Я вздохнул, но кивнул. Спорить с Ричардом, когда он был в таком настроении, было бесполезно. Да и сил на споры не было.
— Хорошо, — сдался я. — Надо, так надо.
— Чудесно, — довольно сказал Ричард. — Сейчас я приготовлю ещё один отвар. Будете пить три раза в день. И никаких возражений.
Дни постельного режима тянулись мучительно долго. Я лежал, глядя в потолок, слушал звуки дома. Машка читала мне вслух — какую-то книгу, которую привезла мать. Бабушка приносила еду, заставляла есть. Ричард приходил трижды в день, проверял состояние, поил отварами.
На второй день я уже чувствовал себя практически здоровым. Горло перестало болеть, силы вернулись. Но Ричард был непреклонен:
— Ещё день. Полный.
На третий день утром он наконец разрешил мне встать:
— Но никаких нагрузок. Только лёгкая прогулка по дому. И если почувствуете слабость — сразу обратно в постель.
Я с радостью встал, оделся. Спустился вниз, где семья уже завтракала.
— А вот и наш утопленник, — усмехнулся отец, но в его глазах читалось облегчение.
Мать тут же засуетилась, накладывая мне полную тарелку каши:
— Ешь, ешь, сынок! Тебе нужно силы набираться!
Я сел за стол, с аппетитом принялся за еду. Действительно, два дня на бульонах и отварах — хотелось нормальной пищи.
— Кстати, — сказал отец, — пока ты болел, приезжал Иван Дмитриевич. Интересовался твоим здоровьем. Я сказал, что ты поправишься, но нужно время.
— Что он хотел? — спросил я.
— Говорил про какие-то дела на заводе. Сказал, что зайдёт, когда ты выздоровеешь.
Я кивнул. Значит, что-то срочное. Иван Дмитриевич просто так не приезжает.
— Ещё Григорий приходил, — добавила мать. — Из школы мастеров. Передал, что ученики спрашивают, когда ты придёшь.
— Скоро, — пообещал я. — Как только Ричард разрешит.
После завтрака я вышел во двор. Солнце светило ярко, снег почти весь сошёл, обнажив тёмную землю. Весна вступала в свои права.
Захар возился с лошадьми. Увидев меня, подошёл:
— Егор Андреевич, рад видеть вас на ногах. Как здоровье?
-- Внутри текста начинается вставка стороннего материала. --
Issue #3573, opened 2023-10-15
Tablet Issue with fractional scaling and xwayland apps (force_zero_scaling=true)


ooyjian:
### Hyprland Version

Hyprland, built from branch  at commit 1b48642fd15c433c53876f1b933dcd46265caf8f dirty (). Tag: v0.30.0

### Bug or Regression?

Bug

### Description

Hi all, 

I was trying a wacom intuos medium tablet on Hyprland (specifically with Aseprite and Krita, two apps that can only run with xwayland). On my display I have fractional scaling with 1.5, and on xwayland I enabled the force_zero_scaling setting. My problem is that the tablet can only reach 2/3 of the screen in those apps. If I set the 1.5 setting back to zero, this problem disappears. 

Couldn't find someone else with similar problems, so I figure this is the best place to ask. Not sure if this is the issue with Hyprland or issues with xwayland apps. 

Thanks!

Related Configs:
```
monitor=HDMI-A-1, 2560x1440,1920x0,1.5
monitor=eDP-1, preferred, auto, 1.75

xwayland {
	force_zero_scaling = true
}

...

device:wacom-intuos-bt-m-pen { 
	transform=2560x1440
	output=HDMI-A-1
}
```

### How to reproduce

1. Set scaling to be 1.5 on monitor
2. Set force_zero_scaling=true for xwayland
3. Use tablet in Krita

ooyjian:
Any suggestions?

Ant01n3:
Hello,

Same problem here with v 0.30.0 (and later built from git). It seems mouse events are correctly scaled back, but not tablet and touch events. This option would indeed be so great for Krita that is far from having Wayland support actually.

hanspaerna:
Having the same problem.

vaxerski:
MRs welcome. I do not use tablets.

Ant01n3:
> MRs welcome. I do not use tablets. Typing "I have the same problem" will not speed this up.

Sorry, I just wanted to add that touch was also affected. In the meantime, I looked at the problem and I think I may have a solution: mouse events coordinates are scaled by `m_fX11SurfaceScaledBy` but tablet or touch events are not (in managers/input/Tablets.cpp and Touch.cpp). 

I tried to run my modified version of Hyrpland this afternoon and had no problems, however I do not know the code base at all, and I may also have forgotten a lot of things... Should I try to make a pull request? 

In any case, I'm available to test things if needed with my own tablet.

[...]

PR #3644, opened 2023-10-23
Attempt to fix force_zero_scaling for tablet and touch

Ant01n3:

Tries to fix tablet and touch events not scaled back (mouse is OK) when using `force_zero_scaling` on XWayland windows and output scale is not 1. (Fixing #3573 ) 

My knowledge of the code base and event propagation mechanisms of Hyprland is really limited. I hope I haven't forgotten anything.

It needs to be thoroughly tested. I'm currently using it with Krita (which doesn't support Wayland) and I've done some tests with xev to check that mouse, tablet and touch positions match.

### DIFF
--- a/src/managers/input/Touch.cpp
+++ b/src/managers/input/Touch.cpp
@@ -33,7 +33,7 @@ void CInputManager::onTouchDown(wlr_touch_down_event* e) {
     if (m_sTouchData.touchFocusWindow) {
         if (m_sTouchData.touchFocusWindow->m_bIsX11) {
             local = (g_pInputManager->getMouseCoordsInternal() - m_sTouchData.touchFocusWindow->m_vRealPosition.goalv()) * m_sTouchData.touchFocusWindow->m_fX11SurfaceScaledBy;
-            m_sTouchData.touchSurfaceOrigin = (g_pInputManager->getMouseCoordsInternal() * m_sTouchData.touchFocusWindow->m_fX11SurfaceScaledBy) - local;
+            m_sTouchData.touchSurfaceOrigin = m_sTouchData.touchFocusWindow->m_vRealPosition.goalv();
         } else {
             g_pCompositor->vectorWindowToSurface(g_pInputManager->getMouseCoordsInternal(), m_sTouchData.touchFocusWindow, local);
             m_sTouchData.touchSurfaceOrigin = g_pInputManager->getMouseCoordsInternal() - local;
@@ -64,9 +64,8 @@ void CInputManager::onTouchMove(wlr_touch_motion_event* e) {
         wlr_cursor_warp(g_pCompositor->m_sWLRCursor, nullptr, PMONITOR->vecPosition.x + e->x * PMONITOR->vecSize.x, PMONITOR->vecPosition.y + e->y * PMONITOR->vecSize.y);
 
         auto local = g_pInputManager->getMouseCoordsInternal() - m_sTouchData.touchSurfaceOrigin;
-        if (m_sTouchData.touchFocusWindow->m_bIsX11) {
-            local = (g_pInputManager->getMouseCoordsInternal() * m_sTouchData.touchFocusWindow->m_fX11SurfaceScaledBy) - m_sTouchData.touchSurfaceOrigin;
-        }
+        if (m_sTouchData.touchFocusWindow->m_bIsX11)
+            local = local * m_sTouchData.touchFocusWindow->m_fX11SurfaceScaledBy;
 
         wlr_seat_touch_notify_motion(g_pCompositor->m_sSeat.seat, e->time_msec, e->touch_id, local.x, local.y);
         wlr_seat_pointer_notify_motion(g_pCompositor->m_sSeat.seat, e->time_msec, local.x, local.y);
--- a/src/managers/input/Touch.cpp
+++ b/src/managers/input/Touch.cpp
@@ -64,7 +64,7 @@ void CInputManager::onTouchMove(wlr_touch_motion_event* e) {
         wlr_cursor_warp(g_pCompositor->m_sWLRCursor, nullptr, PMONITOR->vecPosition.x + e->x * PMONITOR->vecSize.x, PMONITOR->vecPosition.y + e->y * PMONITOR->vecSize.y);
 
         auto local = g_pInputManager->getMouseCoordsInternal() - m_sTouchData.touchSurfaceOrigin;
-        if(m_sTouchData.touchFocusWindow->m_bIsX11) {
+        if (m_sTouchData.touchFocusWindow->m_bIsX11) {
             local = (g_pInputManager->getMouseCoordsInternal() * m_sTouchData.touchFocusWindow->m_fX11SurfaceScaledBy) - m_sTouchData.touchSurfaceOrigin;
         }
 
--- a/src/managers/input/Touch.cpp
+++ b/src/managers/input/Touch.cpp
@@ -32,12 +32,12 @@ void CInputManager::onTouchDown(wlr_touch_down_event* e) {
 
     if (m_sTouchData.touchFocusWindow) {
         if (m_sTouchData.touchFocusWindow->m_bIsX11) {
-            local = g_pInputManager->getMouseCoordsInternal() - m_sTouchData.touchFocusWindow->m_vRealPosition.goalv();
+            local = (g_pInputManager->getMouseCoordsInternal() - m_sTouchData.touchFocusWindow->m_vRealPosition.goalv()) * m_sTouchData.touchFocusWindow->m_fX11SurfaceScaledBy;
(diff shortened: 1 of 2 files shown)


src/managers/input/Touch.cpp
```diff
@@ -32,12 +32,12 @@ void CInputManager::onTouchDown(wlr_touch_down_event* e) {
 
     if (m_sTouchData.touchFocusWindow) {
         if (m_sTouchData.touchFocusWindow->m_bIsX11) {
-            local = g_pInputManager->getMouseCoordsInternal() - m_sTouchData.touchFocusWindow->m_vRealPosition.goalv();
+            local = (g_pInputManager->getMouseCoordsInternal() - m_sTouchData.touchFocusWindow->m_vRealPosition.goalv()) * m_sTouchData.touchFocusWindow->m_fX11SurfaceScaledBy;
+            m_sTouchData.touchSurfaceOrigin = (g_pInputManager->getMouseCoordsInternal() * m_sTouchData.touchFocusWindow->m_fX11SurfaceScaledBy) - local;
```
vaxerski, line 36: (coords - windowpos) * scale

src/managers/input/Touch.cpp
```diff
@@ -63,7 +63,10 @@ void CInputManager::onTouchMove(wlr_touch_motion_event* e) {
 
         wlr_cursor_warp(g_pCompositor->m_sWLRCursor, nullptr, PMONITOR->vecPosition.x + e->x * PMONITOR->vecSize.x, PMONITOR->vecPosition.y + e->y * PMONITOR->vecSize.y);
 
-        const auto local = g_pInputManager->getMouseCoordsInternal() - m_sTouchData.touchSurfaceOrigin;
+        auto local = g_pInputManager->getMouseCoordsInternal() - m_sTouchData.touchSurfaceOrigin;
+        if(m_sTouchData.touchFocusWindow->m_bIsX11) {
+            local = (g_pInputManager->getMouseCoordsInternal() * m_sTouchData.touchFocusWindow->m_fX11SurfaceScaledBy) - m_sTouchData.touchSurfaceOrigin;
```
vaxerski, line 68: (coords - windowpos) * scale - origin

vaxerski:
also, needs a clang-format

Ant01n3:
> also, needs a clang-format

Done.

vaxerski:
you resolved conversations without addressing them

Ant01n3:
> you resolved conversations without addressing them

Sorry, I do not understand what you want me to do. Be kind.

vaxerski:
in both cases your calculations are wrong and I commented the correct formulas

Ant01n3:
> in both cases your calculations are wrong and I commented the correct formulas

`(g_pInputManager->getMouseCoordsInternal() - m_sTouchData.touchFocusWindow->m_vRealPosition.goalv()) * m_sTouchData.touchFocusWindow->m_fX11SurfaceScaledBy`

corresponds, for me, to `(coords - windowPos) * scale` ? But maybe I do not understand well the meaning of these functions/fields ?

vaxerski:
that is correct

Ant01n3:
Ok, so should I consider the code is now ok and resolve the conversations ?

vaxerski:
well, no, you are still calculating it differently and I am pretty sure it is wrong

vaxerski:
I'll test it on my laptop tomorrow and edit myself. But it definitely is wrong

src/managers/input/Touch.cpp
Ant01n3: I'll try to explain my changes and how I think they relate to the formula above. But all my changes revolve around : add a scaling factor where needed in already existing code / computation formulas.

The original code is (if the window is X11) :

```
local = g_pInputManager->getMouseCoordsInternal() - m_sTouchData.touchFocusWindow->m_vRealPosition.goalv();
```

I understand `g_pInputManager->getMouseCoordsInternal()` as `coords`.
I understand `m_sTouchData.touchFocusWindow->m_vRealPosition.goalv()` as `windowpos`.

I scaled this whole expression by `m_sTouchData.touchFocusWindow->m_fX11SurfaceScaledBy` which I understand as `scale`.

The result is : 

```
local = (g_pInputManager->getMouseCoordsInternal() - m_sTouchData.touchFocusWindow->m_vRealPosition.goalv()) * m_sTouchData.touchFocusWindow->m_fX11SurfaceScaledBy;
```

Which corresponds to `(coords - windowpos) * scale` in my understanding. After several tests is works for the initial touch down, which is what this function is all about. 

However this function also prepares another, for touch moves, and stores a `touchSurfaceOrigin`. 

The original code uses two distincts paths if the window is X11 or not to compute the `local` variable. In the X11 case this variable units are X11 scaled units, in the other case the units are global screen scale units. What is important is that they differ.

The original code modify this variable this way : 

```
m_sTouchData.touchSurfaceOrigin = g_pInputManager->getMouseCoordsInternal() - local;
```

As `getMouseCoordsInternal()` is in global screen scale units and local may be in one or the other unit, I was forced to compute `touchSurfaceOrigin` differently in the two cases.

The modified code in the case if an X11 window becomes : 

```
m_sTouchData.touchSurfaceOrigin = (g_pInputManager->getMouseCoordsInternal() * m_sTouchData.touchFocusWindow->m_fX11SurfaceScaledBy) - local;
```

`local` is already in X11 units, I have to change the coords again accordingly. (or use a variable and scale it once and for all, but I chose to modify the original code as few as possible). 

All this code prepares what will happen next in `onTouchMove()` that I describe in the other conversation.

src/managers/input/Touch.cpp
Ant01n3: The original code is : 

```
const auto local = g_pInputManager->getMouseCoordsInternal() - m_sTouchData.touchSurfaceOrigin;
```

I changed it to take into account the case where the window is X11 : 

```
 auto local = g_pInputManager->getMouseCoordsInternal() - m_sTouchData.touchSurfaceOrigin;
 if (m_sTouchData.touchFocusWindow->m_bIsX11) {
      local = (g_pInputManager->getMouseCoordsInternal() * m_sTouchData.touchFocusWindow->m_fX11SurfaceScaledBy) - m_sTouchData.touchSurfaceOrigin;
}
```

All I do is to scale anew `getMouseCoordsInternal()` to X11 units. The origin has already been scaled to these units in `onTouchDown`. This could be refactored to avoid computing `local` twice, but once again I wanted to introduce as few changes as possible.

The formula would therefore pass from `coords - origin` to `coords * scale - origin`.

I tested this also and it works as expected, correcting the bug.

Should I introduce the `- windowpos` to have the formula `(coords - windowpos) * scale - origin` ? The original code does not do it, so I'm unsure, but I do not think so. This is already "included" in the `origin` calculation, and indeed not done in the original code. 

Furthermore, when introducing it, the tests fail as soon as the X11 window is not in the top left corner of the screen. My tests are done using Krita and zooming/moving the drawing with touch, and also by running `xev` that report X events and coordinates. 

I am running Hyprland with these corrections for three days now and have encountered no problems with X11 apps.

vaxerski: There are no X11 units here. Everything is surface-local. This will completely implode when your monitor is not at (0,0)

src/managers/input/Touch.cpp
vaxerski: you absolutely cannot scale the getMouseCoordsInternal by any scale. Those are logical wayland coordinates.

Sorry, I also forgot what touchSurfaceOrigin was.

Fixed formula:
`m_sTouchData.touchSurfaceOrigin = m_sTouchData.touchFocusWindow->m_vRealPosition.goalv();`
using the fact that X11 windows are single-surface.

vaxerski:
[patch.txt](https://github.com/hyprwm/Hyprland/files/13183207/patch.txt)

this fixes both my comments, and works properly.

src/managers/input/Touch.cpp
Ant01n3: Well, I did not mean scale them, I mean doing a computation to output the correct event value. 

Ok, simpler way to compute origin.

src/managers/input/Touch.cpp
Ant01n3: Again, x11 "units" was just a way to express the fact there are, in mathematical terms, two coordinate spaces with different metrics. Sorry for being unclear.

Ant01n3:
Done. The last commit contains your patch.

src/managers/input/Touch.cpp
vaxerski: but your conversions were incorrect :)

vaxerski (approved):
lgtm, thanks!

src/managers/input/Touch.cpp
Ant01n3: Ha ha! NO! :P 

They are equivalent to your last code and good from the start. Your new patch code is strictly what I wrote if the rules of algebra are still valid. Substitute and solve to be convinced :)

vaxerski: trust me, they aren't :P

— Спасибо тебе, Захар, — я протянул ему руку. — Если бы не ты, я бы не выбрался.
Он крепко пожал мою руку:
— Я ваш телохранитель, Егор Андреевич. Моя работа — вас защищать.
— Ты отлично справляешься, — искренне сказал я.
Мы постояли молча, наслаждаясь солнцем и теплом. Потом Захар кивнул куда-то в угол двора:
— Кстати, коляску вашу разгрузили. Стоит в сарае, целая, невредимая. Петька с Ильей отличную работу сделали.
Я пошёл посмотреть. Коляска действительно стояла в сарае, аккуратно разобранная на две части — раму с колёсами и корзинку. Ни царапины, ни повреждения.
— Соберём? — предложил Захар.
— Давай, — согласился я.
Мы вдвоём за пару минут собрали коляску обратно. Захар покатил её по двору — плавно, бесшумно, колёса крутились ровно.
— Чудо техники, — восхищённо сказал он. — Никогда такого не видел.
Машка вышла на крыльцо, увидела коляску и ахнула:
— Егорушка! Это… это что⁈
— Коляска, — гордо ответил я. — Для нашего малыша. В Уваровке вот сделал.
Она подошла ближе, осторожно дотронулась до мягкой овчины внутри:
— Какая красивая… И такая удобная!
— Можно будет гулять с ребёнком, — объяснил я. — Не на руках носить, а катить в коляске. Спина не будет болеть.
Машка обняла меня и мы стояли обнявшись, глядя на коляску.